The hospitality industry uses more encryption than do governments. So does the leisure industry and also the transportation sector. The public sector, in fact, ranks sixth for use of encryption, according to a survey of security practitioners in seven countries. The survey was sponsored by Thales e-Security, the data protection arm of the Paris-based defense giant.
Credit: Thales e-Security
At the same time, estimated total spending on encryption by all sectors grew by 2.5 percent from 2011 to 2012, one of the biggest jumps in the eight years the survey has been conducted.
Thales released the “2012 Global Encryption Trends Study” today. The Ponemon Institute of Traverse City, Mich., surveyed 4,205 individuals on Thales’ behalf.
The spending figures were particularly interesting to Thales: “This last year we saw one of the biggest hikes in budgets that we’ve seen for the last seven years or so,” said Thales e-Security’s Richard Moulds, vice president of product strategy.

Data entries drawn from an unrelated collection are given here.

PR #99, opened 2023-02-21
Support extended connection close return values

mtrudel:
Implements Bandit support for close tuples as described in https://github.com/phoenixframework/websock_adapter/issues/2; supports callbacks to return {:stop, reason, code, state} or {:stop, reason, {code, detail}, state}.

Pairs with / requires https://github.com/phoenixframework/websock/pull/6.

PR #103, opened 2023-02-28
Add support for custom close code and reason

### LINKED ISSUE #102: Error when using graphql-ws protocol
I'm trying to use Bandit with an application that uses the graphql-ws protocol:
https://github.com/wodup/absinthe_graphql_ws

The protocol allows for sending connection params (e.g. a token), and the server can close the socket if e.g. the token is invalid:
https://github.com/wodup/absinthe_graphql_ws/blob/main/lib/absinthe/graphql_ws/transport.ex#L129

However I get this error when using Bandit. With a regular Phoenix/cowboy setup, this error does not occur.
```
** (FunctionClauseError) no function clause matching in Bandit.WebSocket.Connection.do_deflate/3
    (bandit 0.6.9) lib/bandit/websocket/connection.ex:236: Bandit.WebSocket.Connection.do_deflate({:close, 4403, "Forbidden"}, %ThousandIsland.Socket{socket: #Port<0.139>, transport_module: ThousandIsland.Transports.TCP, read_timeout: 60000, span: %ThousandIsland.Telemetry{span_name: :connection, span_id: "XJGNI6FEZC4RZZ22", start_time: -576460747475728060}}, %Bandit.WebSocket.Connection{websock: WodUpWeb.GraphqlWSSocket, websock_state: %Absinthe.GraphqlWS.Socket{absinthe: %{opts: [context: %{pubsub: WodUpWeb.Endpoint}], pipeline: {Absinthe.GraphqlWS.Socket, :absinthe_pipeline}, schema: WodUpWeb.Graphql.Schema}, connect_info: %{}, endpoint: WodUpWeb.Endpoint, handler: WodUpWeb.GraphqlWSSocket, keepalive: 30000, pubsub: WodUp.PubSub, assigns: %{}, initialized?: false, subscriptions: %{}}, state: :open, compress: nil, fragment_frame: nil, span: %Bandit.Telemetry{span_name: :websocket, span_id: "VO6L3P3TOR4NWFO5", start_time: -576460746978892054}, metrics: %{recv_text_frame_bytes: 131, recv_text_frame_count: 1}})
    (bandit 0.6.9) lib/bandit/websocket/handler.ex:42: anonymous fn/3 in Bandit.WebSocket.Handler.handle_data/3
```

Here's the relevant code from the reference JS implementation of graphql-ws if that helps:
https://github.com/enisdenjo/graphql-ws/blob/799cfc7bbe0f6d1a5c90b4880f02c58c5c3a06d4/src/server.ts#L612-L614

https://github.com/enisdenjo/graphql-ws/blob/799cfc7bbe0f6d1a5c90b4880f02c58c5c3a06d4/src/__tests__/server.ts#L437-L458

moogle19:
This fixes #102.

Currently we don't support closing WebSocket connections with a custom code and/or message cleanly (Only `normal` closing without a message or an `error` which only changes the code are possible).

This adds support for sending `close` frames similar to cowboy, by passing either `:error`, `{:error, message}`  or `{:error, code, message}` tuples in the reply tuple.

### DIFF
--- a/lib/bandit/websocket/connection.ex
+++ b/lib/bandit/websocket/connection.ex
@@ -223,15 +223,6 @@ defmodule Bandit.WebSocket.Connection do
       {:ok, websock_state} ->
         {:continue, %{connection | websock_state: websock_state}}
 
-      {:reply, _status, :close, websock_state} ->
-        do_close(@normal_close_code, socket, %{connection | websock_state: websock_state})
-
-      {:reply, _status, {:close, msg}, websock_state} ->
-        do_close(@normal_close_code, msg, socket, %{connection | websock_state: websock_state})
-
-      {:reply, _status, {:close, code, msg}, websock_state} ->
-        do_close(code, msg, socket, %{connection | websock_state: websock_state})
-
       {:reply, _status, msg, websock_state} ->
         do_deflate(msg, socket, %{connection | websock_state: websock_state})
 
@@ -239,14 +230,20 @@ defmodule Bandit.WebSocket.Connection do
         do_deflate(msg, socket, %{connection | websock_state: websock_state})
 
       {:stop, :normal, websock_state} ->
-        do_close(@normal_close_code, socket, %{connection | websock_state: websock_state})
+        do_close(@normal_close_code, <<>>, socket, %{connection | websock_state: websock_state})
+
+      {:stop, :normal, {close_code, close_msg}, websock_state} ->
+        do_close(close_code, close_msg, socket, %{connection | websock_state: websock_state})
+
+      {:stop, :normal, close_code, websock_state} ->
+        do_close(close_code, <<>>, socket, %{connection | websock_state: websock_state})
 
       {:stop, reason, websock_state} ->
         do_error(1011, reason, socket, %{connection | websock_state: websock_state})
     end
   end
 
-  defp do_close(code, msg \\ <<>>, socket, connection) do
+  defp do_close(code, msg, socket, connection) do
     if connection.state == :open do
       connection.websock.terminate(:normal, connection.websock_state)
       Socket.close(socket, code, msg)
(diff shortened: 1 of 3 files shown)


moogle19:
If these changes are okay with you @mtrudel , we should also update `websock` to reflect the newly added `:close` replies.

mtrudel:
I'm away from computers this week but will look at this in detail next week. Any chance this relates to the recent work I have pending on websock (no computer here, so genuinely asking)?

moogle19:
> I'm away from computers this week but will look at this in detail next week. Any chance this relates to the recent work I have pending on websock (no computer here, so genuinely asking)?

Yes, it is achieving the same result, but uses the `:reply` tuple instead of `:stop` (I chose that, because cowboy uses the same pattern), but I also though about using `:stop`.

I am still not quite sure which would be better.

mtrudel:
Ah yes, I see the difference now. I think the explicit `:stop` tuple support as just added to websock is probably the cleaner option - it makes the API semantics hew a bit closer to the underlying protocol semantics, specifically that sending a close frame is an explicit state change in the server, and affects what messages are (not) valid thereafter. Seems much more 'final' to do this via a `:stop` tuple to me. 

To figure out the underlying implementation in Cowboy for the `{:reply, {:close, .......` form was a bit of a spelunk, and really drove home to me how unclear of an API contract it is ('does it close the connection?' 'does it call any callbacks?', etc)? I'd prefer to sidestep that if at all possible.

mtrudel:
With your most recent changes doesn't this boil down to the same thing as #99 ?

moogle19:
> With your most recent changes doesn't this boil down to the same thing as #99 ?

Not sure how did not see your pull request 🙈
Yes, it is basically the same thing.

mtrudel:
LMAO sorry for the duplicate work! Care to take a quick gander at #99?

In 2011, businesses and governments spent 15.1 percent of their information technology security budget on encryption. The number jumped to 17.6 in 2012.
As for the public sector's low ranking, Moulds suspects it's because more governments are requiring credit card information to be encrypted wherever it resides or flows within an organization. Ironically, that pushes those governments below "such security hotspots as hospitality and leisure."
Perhaps most significantly, the study shows that encryption strategies – once the purview of IT managers – are increasingly being set at higher levels.
“In the U.S., this was the first year that business centric managers” in government and private businesses “became the primary responsibility for writing the encryption strategy,” he said.
That means protecting data through encryption is becoming a bigger deal, he said.
“Most other security technologies out there, whether it’s identity management or intrusion detection, or whatever it might be, are pretty much constrained to the security group and IT group. But encryption seems to be different because it’s tied so squarely to public policy, public privacy laws, information disclosure, data disclosure acts,” Moulds said.